What you need to do: Would you print the whole listing again, word for word?
*** Provided data ***
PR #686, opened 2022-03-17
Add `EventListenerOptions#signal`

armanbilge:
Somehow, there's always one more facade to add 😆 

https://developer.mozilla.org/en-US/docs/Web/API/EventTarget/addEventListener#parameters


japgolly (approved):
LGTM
*** End of Provided data ***
Exercise solution:
PR #686, opened 2022-03-17
Add `EventListenerOptions#signal`

armanbilge:
Somehow, there's always one more facade to add 😆 

https://developer.mozilla.org/en-US/docs/Web/API/EventTarget/addEventListener#parameters


japgolly (approved):
LGTM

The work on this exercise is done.